Хватанув по небьющемуся стеклу кулаком, я скривился от боли в костяшках пальцев. Но боль меня отрезвила. Как бы ни воспринял Рокше этот сюрприз, я заставлю его смириться. Подпишет бумаги, никуда он не денется! Пусть дичится, фыркает, злится, но позволить расхлебывать последствия моих просчетов я ему не позволю. Да и не хочу я больше ощущать себя выдающейся сволочью. А именно так я себя чувствовал во время нашего разговора на побережье. Это ощущение неприятно на редкость: словно с головой окунули в бочку с дерьмом.
Хуже — словно нажравшись дерьма — я чувствовал себя только из-за Фори. Когда она явилась ко мне на Раст-эн-Хейм, я подумал, что Судьба меня любит и идет мне навстречу. Ведь занимаясь Рэной, я узнал много интересного о женщине, с которой мне однажды пришлось пересечься: мало того, что умна, красива, талантлива и агент Разведки, куда важнее было, что с Ордо ее связывала долгая многолетняя дружба. Так что не было никаких сомнений через кого можно забросить ему нужные сведения. Да я и не стал прорабатывать запасные хитроумные комбинации после того, как мы встретились. Только все мои планы спутала засада в порту.
Вот почему она меня там не оставила? Почему они с рыжим просто не сбежали, бросив меня на произвол Судьбы? Вдвоем им бы было проще и легче… Возможно, все сложилось бы иначе, они разминулись бы с преследователями на минуту, на две, и благополучно бы стартовали с Лидари…
Для меня все было бы кончено, без сомнений. Я бы сейчас не стоял у окна, не решал как быть, и не чувствовал себя подлецом, из-за того что не дал Фориэ даже прийти в себя после операции: часики тикали, я спешил, я боялся, что Анамгимар в этот раз опередит. Откладывать визит на Рэну было равным тому, что добровольно решиться проиграть ему эту партию.

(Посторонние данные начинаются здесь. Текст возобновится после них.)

PR #275, opened 2019-02-18
[FIX] Fix issue on returning a bi_sql_view to draft and add some tests

daramousk:


daramousk:
@hbrunn This will not turn green. Let me know what you think

hbrunn:
the [linting](https://travis-ci.org/OCA/reporting-engine/jobs/502085536#L1097) issues are an easy win (fix the ones for report_signer in a separate commit), and as you don't test anything after your `view.unlink()`, you can just as well not do it at all - a test is only a proper test if you assert something sensible about the result of the code you run.

For fixing the actual problem, you'll have to dive deep into Odoo's [caching/update code](https://github.com/OCA/OCB/blob/8.0/openerp/fields.py#L601), from the stack trace it looks like there are triggers generated that aren't cleaned up, you'd have to do this manually.

daramousk:
While the issues you mentioned have been fixed the linting issues mentioned by the runner have nothing to do with this module yet they turn the build red.

hbrunn:
that's how it works, a build is only green if the whole repo is fine. That's why I proposed to fix them in a separate commit, that's nice for the community and increases the chances someone actually reviews and merges your PR tremendously

.travis.yml
```diff
@@ -13,6 +13,7 @@ addons:
     packages:
       - expect-dev  # provides unbuffer utility
       - python-lxml # because pip installation is slow
+  postgresql: "9.3"
```
MiquelRForgeFlow:
```suggestion
  postgresql: "9.6"
```

PR #920, opened 2024-08-19
[16.0][MIG] kpi: Migration to 16.0

matiasperalta1:


kpi/models/kpi.py
```diff
@@ -0,0 +1,187 @@
...
+    )
+
+    next_execution_date = fields.Datetime(readonly=True)
+    value = fields.Float(compute="_compute_display_last_kpi_value")
+    color = fields.Text(compute="_compute_display_last_kpi_value")
+    last_execution = fields.Datetime(compute="_compute_display_last_kpi_value")
+    kpi_type = fields.Selection(
+        [
+            ("python", "Python"),
+            ("local", "SQL - Local DB"),
```
jok-adhoc: according L122 this must be 'local' --> 'sql'

kpi/models/kpi.py
```diff
@@ -0,0 +1,187 @@
...
+            ("external", "SQL - External DB"),
```
jok-adhoc: remove

kpi/models/kpi.py
```diff
@@ -0,0 +1,187 @@
...
+            ("week", "Week"),
+            ("month", "Month"),
+        ],
+        required=True,
+        default="day",
+    )
+
+    next_execution_date = fields.Datetime(readonly=True)
+    value = fields.Float(compute="_compute_display_last_kpi_value")
+    color = fields.Text(compute="_compute_display_last_kpi_value")
```
jok-adhoc: because we're removing threshold to simplify the module, color should not exist

kpi/models/kpi.py
```diff
@@ -0,0 +1,187 @@
...
+            ("hour", "Hour"),
+            ("day", "Day"),
+            ("week", "Week"),
+            ("month", "Month"),
+        ],
+        required=True,
+        default="day",
+    )
+
+    next_execution_date = fields.Datetime(readonly=True)
```
jok-adhoc, line 74: default=fields.Date.today ?

kpi/views/kpi_views.xml
```diff
@@ -0,0 +1,158 @@
...
+                            <field name="history_ids" readonly="1" nolabel="1" />
+                        </page>
+                        <page string="Computation" groups="kpi.group_kpi_manager">
+                            <group col="6">
+                                <field name="periodicity" colspan="3" />
+                                <field name="periodicity_uom" colspan="3" />
+                                <field name="next_execution_date" colspan="3" />
+                                <separator string="KPI Computation" colspan="6" />
+                                <newline />
+                                <field name="kpi_type" colspan="2" />
```
jok-adhoc, line 121: It would be better to have colspan equal to "6" in order to have both kpi_type and kpi_code one bellow the other. Another option could be creating two diff groups 

With colspan = "2" , the code's label is in the same line as kpi_type and the editable field bellow, what makes the label confusing.

PR #927, opened 2024-08-30
[FIX] report_substitute: handle reports without xml_id

lef-adhoc:
The change replaces self._for_xml_id(action_report.xml_id) with action_report.read()[0] to avoid errors when reports do not have an xml_id, such as when they are created via the interface.


sbejaoui (approved):
LGTM, code review

HviorForgeFlow (approved):

PR #928, opened 2024-09-02
[13.0][IMP]bi_sql_editor: archive Scheduled Action to not recreate when resetting the SQL View

GuillemCForgeFlow:
Based on the agreed solution: https://github.com/OCA/reporting-engine/pull/903#pullrequestreview-2273835493. It is best to archive the Scheduled Action every time you set back to the draft state. Then, when creating the SQL view, if it is a materialized view, unarchive the Scheduled Action if already exists, otherwise create it from scratch.

Then, if the SQL View is deleted, also make sure to remove the Scheduled Action if there is one assigned as it has not been done in the `button_set_draft` method

cc @ForgeFlow

### DIFF
--- a/bi_sql_editor/models/bi_sql_view.py
+++ b/bi_sql_editor/models/bi_sql_view.py
@@ -18,8 +18,9 @@ _logger = logging.getLogger(__name__)
 
 @api.model
 def _instanciate(self, model_data):
-    """ Return a class for the custom model given by
-    parameters ``model_data``. """
+    """Return a class for the custom model given by
+    parameters ``model_data``."""
+
     # This monkey patch is meant to avoid create/search tables for those
     # materialized views. Doing "super" doesn't work.
     class CustomModel(models.Model):
@@ -281,6 +282,8 @@ class BiSQLView(models.Model):
                     "If you want to delete them, first set them to draft."
                 )
             )
+        # Remove Scheduled Actions, as they were not removed in `button_set_draft`
+        self.mapped("cron_id").unlink()
         return super(BiSQLView, self).unlink()
 
     def copy(self, default=None):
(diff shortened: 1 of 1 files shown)


bi_sql_editor/models/bi_sql_view.py
```diff
@@ -324,7 +329,7 @@ def button_set_draft(self):
             sql_view.pivot_view_id.unlink()
             sql_view.search_view_id.unlink()
             if sql_view.cron_id:
-                sql_view.cron_id.unlink()
```
legalsylvain, line 327: As you remove unlink here, you should add if the bi.sql.view is deleted I think.

Apart that point, LGTM. Very ligther solution, and nice improvment ! thanks !

GuillemCForgeFlow: sure, thank you for noticing 👍🏿 just applied the changes, we should be good now 😄

legalsylvain (approved):
Thanks !

bi_sql_editor/models/bi_sql_view.py
```diff
@@ -281,6 +282,9 @@ def unlink(self):
                     "If you want to delete them, first set them to draft."
                 )
             )
+        for sql_view in self:
+            if sql_view.cron_id:
+                sql_view.cron_id.unlink()
```
legalsylvain: Nitpicking : The 3 lines could be replaced by seld.mapped("cron_id").unlink() i think.

GuillemCForgeFlow: no problem, I also think it looks cleaner like this 👍🏿

legalsylvain:
/ocabot merge minor

Thanks !

legalsylvain:
@GuillemCForgeFlow could you port this patch upstream ? (17.0 and ideally 16.0)

thanks !

GuillemCForgeFlow:
> @GuillemCForgeFlow could you port this patch upstream ? (17.0 and ideally 16.0)
> 
> thanks !

sure, I will try to allocate some time during the next few days, will keep you posted 👍🏿

GuillemCForgeFlow:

Мне было больно видеть, как, едва не падая от слабости, Фори не задумалась и на секунду, чтобы выбрать меж пребыванием госпитале и возвращением домой. Для нее просто не стоял вопрос этого выбора. Все было решено заранее, решено давно. И я это знал.
Мне она была необходима. Я смотрел на то, как Фори, преодолевая слабость, старается ровно держать спину и не показывать с какой болью ей дается каждое движение. Я видел бисеринки пота, выступавшие на ее висках, закушенные губы, я видел так много, что не смог не влюбиться, а полюбив, уже не мог врать сам себе.
Никогда! Никогда еще мне не приходилось так жестоко и подло использовать женщин!
— Мерзавец!
— Да понял я, понял! Не рычи… те, — быстро проговорил Гайдуни, видимо приняв ругательство на свой счёт и от испуга став почти вежливым.